>>

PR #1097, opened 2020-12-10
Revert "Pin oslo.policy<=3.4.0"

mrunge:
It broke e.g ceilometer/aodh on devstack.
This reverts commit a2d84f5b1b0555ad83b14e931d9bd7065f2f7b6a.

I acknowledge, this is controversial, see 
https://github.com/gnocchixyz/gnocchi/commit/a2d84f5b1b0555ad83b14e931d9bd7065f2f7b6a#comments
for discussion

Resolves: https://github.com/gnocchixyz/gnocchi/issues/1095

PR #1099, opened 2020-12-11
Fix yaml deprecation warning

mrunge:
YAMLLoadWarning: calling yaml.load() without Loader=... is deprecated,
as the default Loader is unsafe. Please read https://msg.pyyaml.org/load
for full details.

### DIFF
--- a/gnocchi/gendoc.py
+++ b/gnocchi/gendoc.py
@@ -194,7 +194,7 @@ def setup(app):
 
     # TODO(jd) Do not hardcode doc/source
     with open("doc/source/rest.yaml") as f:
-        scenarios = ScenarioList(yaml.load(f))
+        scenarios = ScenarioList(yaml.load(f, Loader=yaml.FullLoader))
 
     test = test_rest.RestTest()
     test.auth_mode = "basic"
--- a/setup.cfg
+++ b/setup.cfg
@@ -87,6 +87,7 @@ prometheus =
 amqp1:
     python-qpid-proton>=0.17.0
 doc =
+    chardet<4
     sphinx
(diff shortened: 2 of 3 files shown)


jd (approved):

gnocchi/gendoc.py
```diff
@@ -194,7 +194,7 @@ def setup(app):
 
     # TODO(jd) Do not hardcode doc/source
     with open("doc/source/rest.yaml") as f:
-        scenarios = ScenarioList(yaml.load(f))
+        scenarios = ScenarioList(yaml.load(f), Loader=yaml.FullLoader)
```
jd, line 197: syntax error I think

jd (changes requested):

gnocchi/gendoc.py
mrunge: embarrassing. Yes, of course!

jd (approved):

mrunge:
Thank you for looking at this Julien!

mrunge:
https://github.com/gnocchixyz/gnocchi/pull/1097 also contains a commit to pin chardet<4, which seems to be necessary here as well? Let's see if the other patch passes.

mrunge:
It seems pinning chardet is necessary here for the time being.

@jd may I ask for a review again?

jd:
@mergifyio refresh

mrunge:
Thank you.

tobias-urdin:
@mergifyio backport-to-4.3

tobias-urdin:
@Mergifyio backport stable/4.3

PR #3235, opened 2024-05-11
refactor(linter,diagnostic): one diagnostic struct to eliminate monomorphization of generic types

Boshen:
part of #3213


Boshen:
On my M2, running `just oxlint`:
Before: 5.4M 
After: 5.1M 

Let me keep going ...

<<
>>

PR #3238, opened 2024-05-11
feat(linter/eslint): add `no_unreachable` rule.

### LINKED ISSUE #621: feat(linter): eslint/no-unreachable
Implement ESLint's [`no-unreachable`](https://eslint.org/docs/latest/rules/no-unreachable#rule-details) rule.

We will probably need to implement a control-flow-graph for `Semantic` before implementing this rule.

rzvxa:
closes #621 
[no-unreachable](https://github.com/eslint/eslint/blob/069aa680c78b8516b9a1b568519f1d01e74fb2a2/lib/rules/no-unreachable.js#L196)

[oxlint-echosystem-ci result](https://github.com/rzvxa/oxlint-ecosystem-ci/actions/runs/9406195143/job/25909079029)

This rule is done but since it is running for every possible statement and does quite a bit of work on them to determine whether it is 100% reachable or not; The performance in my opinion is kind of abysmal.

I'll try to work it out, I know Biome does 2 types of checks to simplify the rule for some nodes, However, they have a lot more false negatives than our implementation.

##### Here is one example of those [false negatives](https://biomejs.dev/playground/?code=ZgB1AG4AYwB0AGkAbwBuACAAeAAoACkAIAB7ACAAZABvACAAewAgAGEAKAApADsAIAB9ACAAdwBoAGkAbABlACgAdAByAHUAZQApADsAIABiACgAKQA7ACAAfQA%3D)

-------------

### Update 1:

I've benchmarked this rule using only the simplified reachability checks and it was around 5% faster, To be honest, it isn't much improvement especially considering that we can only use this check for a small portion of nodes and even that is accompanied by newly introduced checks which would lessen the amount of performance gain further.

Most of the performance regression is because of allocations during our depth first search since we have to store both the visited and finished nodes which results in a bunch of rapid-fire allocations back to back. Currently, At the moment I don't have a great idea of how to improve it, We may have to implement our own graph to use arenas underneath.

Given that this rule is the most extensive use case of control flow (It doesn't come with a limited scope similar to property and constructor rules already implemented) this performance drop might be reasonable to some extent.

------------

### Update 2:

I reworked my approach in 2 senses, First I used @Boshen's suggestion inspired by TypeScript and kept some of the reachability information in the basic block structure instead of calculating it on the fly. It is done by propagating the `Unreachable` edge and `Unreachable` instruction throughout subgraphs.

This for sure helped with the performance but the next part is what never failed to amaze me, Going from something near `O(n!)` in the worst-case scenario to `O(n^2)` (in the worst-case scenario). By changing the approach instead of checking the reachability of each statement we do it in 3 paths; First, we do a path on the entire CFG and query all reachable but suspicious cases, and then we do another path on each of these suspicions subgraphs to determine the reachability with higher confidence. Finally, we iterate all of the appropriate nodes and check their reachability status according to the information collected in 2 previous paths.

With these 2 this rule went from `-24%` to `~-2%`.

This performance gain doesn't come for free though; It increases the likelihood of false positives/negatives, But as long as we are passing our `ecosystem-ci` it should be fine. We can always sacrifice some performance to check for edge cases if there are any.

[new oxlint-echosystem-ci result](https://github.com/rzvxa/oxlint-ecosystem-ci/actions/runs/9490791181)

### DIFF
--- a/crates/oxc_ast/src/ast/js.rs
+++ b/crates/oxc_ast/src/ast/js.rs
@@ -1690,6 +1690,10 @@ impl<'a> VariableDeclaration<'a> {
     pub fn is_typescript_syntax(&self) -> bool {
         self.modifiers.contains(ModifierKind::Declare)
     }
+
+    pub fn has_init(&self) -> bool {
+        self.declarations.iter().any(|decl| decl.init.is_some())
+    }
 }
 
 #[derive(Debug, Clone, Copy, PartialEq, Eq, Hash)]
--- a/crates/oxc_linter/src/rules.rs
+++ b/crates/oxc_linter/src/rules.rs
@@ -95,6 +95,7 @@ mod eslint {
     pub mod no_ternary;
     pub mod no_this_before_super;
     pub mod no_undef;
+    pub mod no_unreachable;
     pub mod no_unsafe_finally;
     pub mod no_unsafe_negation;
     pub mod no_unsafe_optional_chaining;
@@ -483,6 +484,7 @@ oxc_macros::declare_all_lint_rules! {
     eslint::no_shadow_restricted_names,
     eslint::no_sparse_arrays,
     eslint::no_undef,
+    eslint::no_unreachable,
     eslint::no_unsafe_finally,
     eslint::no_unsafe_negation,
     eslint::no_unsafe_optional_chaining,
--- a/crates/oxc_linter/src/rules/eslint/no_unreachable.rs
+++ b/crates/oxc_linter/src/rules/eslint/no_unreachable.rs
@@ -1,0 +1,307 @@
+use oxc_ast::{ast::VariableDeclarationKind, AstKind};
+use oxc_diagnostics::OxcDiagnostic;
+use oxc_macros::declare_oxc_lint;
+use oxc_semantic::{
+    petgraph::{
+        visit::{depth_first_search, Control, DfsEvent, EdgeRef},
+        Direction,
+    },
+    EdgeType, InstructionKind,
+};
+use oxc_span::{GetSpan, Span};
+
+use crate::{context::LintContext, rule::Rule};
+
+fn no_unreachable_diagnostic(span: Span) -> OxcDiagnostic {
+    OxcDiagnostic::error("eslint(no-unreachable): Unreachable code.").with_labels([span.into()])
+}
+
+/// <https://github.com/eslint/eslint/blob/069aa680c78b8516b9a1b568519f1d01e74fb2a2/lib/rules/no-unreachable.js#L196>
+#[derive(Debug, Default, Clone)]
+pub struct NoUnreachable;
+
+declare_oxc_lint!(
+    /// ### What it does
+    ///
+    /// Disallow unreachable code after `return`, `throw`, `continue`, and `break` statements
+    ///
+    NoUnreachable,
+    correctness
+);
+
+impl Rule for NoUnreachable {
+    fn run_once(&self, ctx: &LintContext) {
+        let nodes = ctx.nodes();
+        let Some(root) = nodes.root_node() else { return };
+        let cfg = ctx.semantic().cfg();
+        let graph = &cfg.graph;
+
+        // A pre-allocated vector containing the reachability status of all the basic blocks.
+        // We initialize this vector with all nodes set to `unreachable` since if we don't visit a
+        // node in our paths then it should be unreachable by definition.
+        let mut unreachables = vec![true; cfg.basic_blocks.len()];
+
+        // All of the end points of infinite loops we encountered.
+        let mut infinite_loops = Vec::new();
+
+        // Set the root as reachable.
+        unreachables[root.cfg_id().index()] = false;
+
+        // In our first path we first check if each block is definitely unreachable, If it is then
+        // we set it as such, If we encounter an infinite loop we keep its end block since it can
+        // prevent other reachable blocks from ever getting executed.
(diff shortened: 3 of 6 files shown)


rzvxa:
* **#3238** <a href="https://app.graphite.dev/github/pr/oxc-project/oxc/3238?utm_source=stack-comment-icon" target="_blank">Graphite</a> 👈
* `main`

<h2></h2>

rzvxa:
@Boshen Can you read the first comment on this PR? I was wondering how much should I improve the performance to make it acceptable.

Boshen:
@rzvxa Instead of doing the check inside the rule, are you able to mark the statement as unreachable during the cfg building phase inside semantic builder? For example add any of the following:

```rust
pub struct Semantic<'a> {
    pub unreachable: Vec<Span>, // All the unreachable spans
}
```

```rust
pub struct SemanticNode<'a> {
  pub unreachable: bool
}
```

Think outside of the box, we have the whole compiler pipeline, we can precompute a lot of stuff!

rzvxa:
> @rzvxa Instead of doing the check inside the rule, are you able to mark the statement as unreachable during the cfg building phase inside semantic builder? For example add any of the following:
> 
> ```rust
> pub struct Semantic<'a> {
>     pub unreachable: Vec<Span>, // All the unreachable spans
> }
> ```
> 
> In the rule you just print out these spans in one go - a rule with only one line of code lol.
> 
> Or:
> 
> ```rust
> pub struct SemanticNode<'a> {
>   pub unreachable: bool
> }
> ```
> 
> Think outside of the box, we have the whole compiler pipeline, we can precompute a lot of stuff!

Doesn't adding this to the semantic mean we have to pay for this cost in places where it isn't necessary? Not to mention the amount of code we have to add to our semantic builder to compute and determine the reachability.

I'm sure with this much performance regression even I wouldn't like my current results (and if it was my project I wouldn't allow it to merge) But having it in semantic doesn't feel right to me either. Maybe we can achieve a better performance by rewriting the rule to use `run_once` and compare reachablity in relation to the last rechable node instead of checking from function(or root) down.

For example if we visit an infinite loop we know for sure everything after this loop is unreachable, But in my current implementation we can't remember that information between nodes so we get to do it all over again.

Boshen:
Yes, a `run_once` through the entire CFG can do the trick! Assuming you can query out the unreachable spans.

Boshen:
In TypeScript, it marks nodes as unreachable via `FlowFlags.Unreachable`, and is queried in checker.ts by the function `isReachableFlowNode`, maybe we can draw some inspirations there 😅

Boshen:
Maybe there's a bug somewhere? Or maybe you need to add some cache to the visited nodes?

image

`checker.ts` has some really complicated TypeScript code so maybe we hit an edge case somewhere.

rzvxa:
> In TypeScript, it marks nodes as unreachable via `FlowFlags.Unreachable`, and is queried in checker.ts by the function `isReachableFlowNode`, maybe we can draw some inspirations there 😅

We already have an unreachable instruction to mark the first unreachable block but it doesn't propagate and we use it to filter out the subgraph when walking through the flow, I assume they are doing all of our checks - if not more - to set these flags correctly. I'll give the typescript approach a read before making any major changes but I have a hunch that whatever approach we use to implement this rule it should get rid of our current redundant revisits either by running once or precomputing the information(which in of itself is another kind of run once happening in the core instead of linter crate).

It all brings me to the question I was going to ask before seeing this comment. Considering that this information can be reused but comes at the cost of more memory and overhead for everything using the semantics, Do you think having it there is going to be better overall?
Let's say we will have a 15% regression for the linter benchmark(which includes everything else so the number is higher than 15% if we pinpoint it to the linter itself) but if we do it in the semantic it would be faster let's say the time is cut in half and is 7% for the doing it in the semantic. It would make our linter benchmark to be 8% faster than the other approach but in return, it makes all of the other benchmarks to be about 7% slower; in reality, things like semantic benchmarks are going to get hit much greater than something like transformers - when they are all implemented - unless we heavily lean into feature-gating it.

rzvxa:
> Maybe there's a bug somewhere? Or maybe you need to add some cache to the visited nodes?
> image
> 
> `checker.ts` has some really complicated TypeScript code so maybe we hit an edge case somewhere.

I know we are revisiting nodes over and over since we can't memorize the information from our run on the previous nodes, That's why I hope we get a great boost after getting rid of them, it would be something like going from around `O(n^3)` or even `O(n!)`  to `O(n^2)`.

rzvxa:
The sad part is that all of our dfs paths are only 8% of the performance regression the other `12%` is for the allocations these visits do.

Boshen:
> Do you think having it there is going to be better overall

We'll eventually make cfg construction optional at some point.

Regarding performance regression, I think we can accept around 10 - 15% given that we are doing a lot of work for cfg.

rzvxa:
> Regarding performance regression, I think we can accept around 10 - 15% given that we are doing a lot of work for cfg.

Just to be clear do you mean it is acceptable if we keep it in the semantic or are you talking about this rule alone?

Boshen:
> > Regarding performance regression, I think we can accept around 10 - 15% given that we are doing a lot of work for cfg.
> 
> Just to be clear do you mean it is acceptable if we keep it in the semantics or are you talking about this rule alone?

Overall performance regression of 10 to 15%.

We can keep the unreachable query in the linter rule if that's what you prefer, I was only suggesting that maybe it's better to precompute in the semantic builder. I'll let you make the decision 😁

<<

**Work request:** From the records above, print only the lines between the one holding "For example if" and the one holding "It all brings", inclusive, exactly as they stand.

**Answer to this problem:**
For example if we visit an infinite loop we know for sure everything after this loop is unreachable, But in my current implementation we can't remember that information between nodes so we get to do it all over again.

Boshen:
Yes, a `run_once` through the entire CFG can do the trick! Assuming you can query out the unreachable spans.

Boshen:
In TypeScript, it marks nodes as unreachable via `FlowFlags.Unreachable`, and is queried in checker.ts by the function `isReachableFlowNode`, maybe we can draw some inspirations there 😅

Boshen:
Maybe there's a bug somewhere? Or maybe you need to add some cache to the visited nodes?

image

`checker.ts` has some really complicated TypeScript code so maybe we hit an edge case somewhere.

rzvxa:
> In TypeScript, it marks nodes as unreachable via `FlowFlags.Unreachable`, and is queried in checker.ts by the function `isReachableFlowNode`, maybe we can draw some inspirations there 😅

We already have an unreachable instruction to mark the first unreachable block but it doesn't propagate and we use it to filter out the subgraph when walking through the flow, I assume they are doing all of our checks - if not more - to set these flags correctly. I'll give the typescript approach a read before making any major changes but I have a hunch that whatever approach we use to implement this rule it should get rid of our current redundant revisits either by running once or precomputing the information(which in of itself is another kind of run once happening in the core instead of linter crate).

It all brings me to the question I was going to ask before seeing this comment. Considering that this information can be reused but comes at the cost of more memory and overhead for everything using the semantics, Do you think having it there is going to be better overall?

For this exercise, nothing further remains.